1947'de John Bardeen, transistörü icat etti. Elektrik dünyası için küçük ama kullanışlı bir alet olan transistör, Walter Brattain ve William Shochley'in destekleriyle John Bardeen tarafından kullanıma sokulmuştur. Bugün bilgisayar yongalarının her birinde mikroskobik boyutta milyonlarca transistör bulunabilmektedir.
1923'te Gervett A. Morgan, elektrikli trafik ışıklarını geliştirdi. Üzerinde 'dur've 'geç'yazan trafik işaret kolları, ilk kez 1868'de kullanılmıştır. Sonraları gaz lambasıyla çalışan renkli trafik ışıkları kamu kullanımına sunuldu. İçindeki gaz lambası vasıtasıyla trafiği düzenleyen bu sistem, o tarihlerde gaz lambalarından birinin patlaması sonucu bir polisin ölmesine neden olunca yeni arayışlara gidildi. Bu soruna çare arayan Morgan, yeşil, sarı ve kırmızı renklerden oluşan elektrikli trafik ışıklarını geliştirdi.
MÖ 3. yüzyılda Arşimet tornavidayı icat etti. Arşimet tornavidanın mucidi olarak bilinmesine rağmen onun yapmış olduğu tornavida bugünkünden oldukça farklıydı; daha sonraları icadını daha da geliştirip tarihin ilk hidrolik tornavidasını üretmiştir.
Tırnak cilası, MÖ 3000 yıllarında kullanılmaya başlandı. Çin'de kadınlar tırnakları için yumurta beyazı, jelatin, balmumu ve kına kullanıyorlardı. Bugün tırnak cilası olarak satılmakta olan madde aslında otomobiller için kullanılan parlatıcıdan farksızdır.
1926'da Fransız Ramon et Zoeller, tetanos aşısını geliştirdi. 1900'lerin ilk çeyreğine kadar tetanos virüsü ölümcül olabiliyordu. Her hangi bir paslı objenin açtığı küçük bir yaradan içeri giren virüs, binlerce insanın ölümüne yol açabiliyordu.
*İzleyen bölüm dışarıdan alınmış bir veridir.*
PR #2213, opened 2015-07-13
add recipe for rust racer

LefterisJP:


recipes/rust-racer.rcp
```diff
@@ -0,0 +1,15 @@
...
+       :pkgname "phildawes/racer"
+       :description "Rust code completion and code navigation"
+       :build '(("cargo" "build" "--release"))
+       :depends (rust-mode company-mode)
+       :load-path "editors/emacs"
+       :post-init (progn
+                    (setq racer-cmd (concat default-directory "/target/release/racer"))
+                    (eval-after-load "rust-mode" '(require 'racer))
+                    (add-hook 'rust-mode-hook
+                              '(lambda () (racer-activate)))))
```
npostavs: You should replace the `'(lambda...)` with just `#'racer-activate`. And I think the `(eval-after-load "rust-mode" '(require 'racer))` shouldn't be needed since `racer-activate` has an `;;;###autoload` cookie.

LefterisJP: yeah I think you are right. Let me amend the commit.

npostavs:
Thanks, picked to trunk. (I moved the `add-hook` to `:prepare` so it will work in lazy mode too)

PR #2217, opened 2015-07-17
update jade-mode recipe to use github instead of elpa

mk0x9:
Pick jade-mode from upstream, ELPA package is outdated.


npostavs:
Thanks, I changed to `:type github`.

PR #2218, opened 2015-07-18
Update sx.rcp

vermiculus:
See https://gitter.im/vermiculus/sx.el?at=55a9a03810521a7e52558ac8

Zoeller'den sonra tetanos virüsü de insanoğlunun zekası karşısında tarihteki yerini almıştır.
1906'da İskoçyalı J. Dewar, termos adını verdiği ve içine konulan sıvının ısısını koruyan, iç içe geçmiş iki kaptan oluşan bir sistem geliştirdi. Tarihin en popüler icatlarından birisi olan termos sayesinde piknik yapmak, insanoğlu için daha da keyifli bir hal almaya başladı.
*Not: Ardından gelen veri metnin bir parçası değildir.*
PR #2222, opened 2015-07-21
Magit recipe updates [Please Test]

npostavs:
I'd appreciate if someone with access to a linux and/or bsd box can test this out, currently I can only test on Windows.

---

@dholm: Could you explain exactly what problem 75edc70c4dc9ad0a821b8a00a5df1c5e10413e3c is supposed to fix? I don't believe it actually has any effect because there is no where in the code that checks for `:provide`.

### DIFF
--- a/el-get-build.el
+++ b/el-get-build.el
@@ -49,7 +49,8 @@ Otherwise, use `:build/SYSTEM-TYPE' or `:build'."
               ;; expression that evaluates to a command list, rather than a
               ;; literal command list.
               (if (symbolp (car raw-build-commands))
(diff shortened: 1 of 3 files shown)


dholm:
@npostavs The issue is that MELPA has a package for `with-editor` that only provides that particular component.  If you install a package that depends on `with-editor` the MELPA version would get pulled in and cause issues for other packages depending on whether `with-editor` or `magit` is first in your `load-path`.

npostavs:
@dholm: okay, but adding `:provide` does nothing to solve that, right?

npostavs:
I've merged this without the last commit as I've realized we will need `:provide` to properly fix #1471.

William Cooke ve Charles Wheatstone adlı iki İngiliz1837 yılında , teller üzerinden elektrik akımı göndererek mesaj iletmeyi başardılar. Böylece ilk elektrikli telgraf makinesı ortaya çıktı. Elektrik akımı, alıcı cihazın kadranındaki bir dizi iğneyi hareket ettirerek ulaştırılacak mesajın ekranda belirmesine yardımcı oluyordu.
1876'da Alexander Graham Bell, telefonu icat etti. Bell ve Thomas Watson adlı elektrik mühendisi, bir gönderici ve bir alıcıdan oluşan bir düzenek yaptılar. Alıcı, sesi belli bir elektrik akımına dönüştürüyor ve bu akım bir tel aracılığı ile ahizeye taşınıyordu. Tarihteki ilk telefon görüşmesini, 10 Mart 1876'da Bell yapmıştır.
MÖ 3500 yıllarında icat edildiği sanılmaktadır. Tekerleğin ilk olarak ne zaman ve nerede ortaya çıktığını kimse bilmemektedir. Fakat MÖ 3500 yıllarında Mezopotamya'da veya Doğu Avrupa'da çömlekçiler tarafından kullanıldığına inanılmaktadır. Ulaşımda kullanılan en eski tekerle, MÖ 3200 yıllarına ait bir Mezopotamya resminde görülmektedir. İlginç olan ise tekerlikli ulaşımın 15. yüzyılın sonlarına kadar Güney Amerika'da bilinmemiş olmasıdır.
1939'da Dr. Roy J. Plunkett tarafından bulunan, ana maddesi PTFE olan teflon, 1940'larda Dupont Teflon adında bugün bildiğimiz tencere ve tavalarda kullanılmaya başlanmıştır. Teflonun patenti yine Dr. Roy J. Plunkett tarafından 1941'de alınmıştır.
1986'da George Bednorz, kayıp olmaksızın enerjiyi transfer edebilen bir madde geliştirdi. Böylece 'süper iletken'kavramı hayatımıza girmiş oldu. Süper iletkenler, 'bilgi çağı'açısından çok önemli gelişmeleridir. Sıradan bir bakır telden iletildiğinde enerjinin yaklaşık % 40'ı kaybolmaktadır. İşte bu yüzden süper iletkenler insanlığın enerjiyi doğru ve verimli kullanabilmesi açısından çok önemlidir.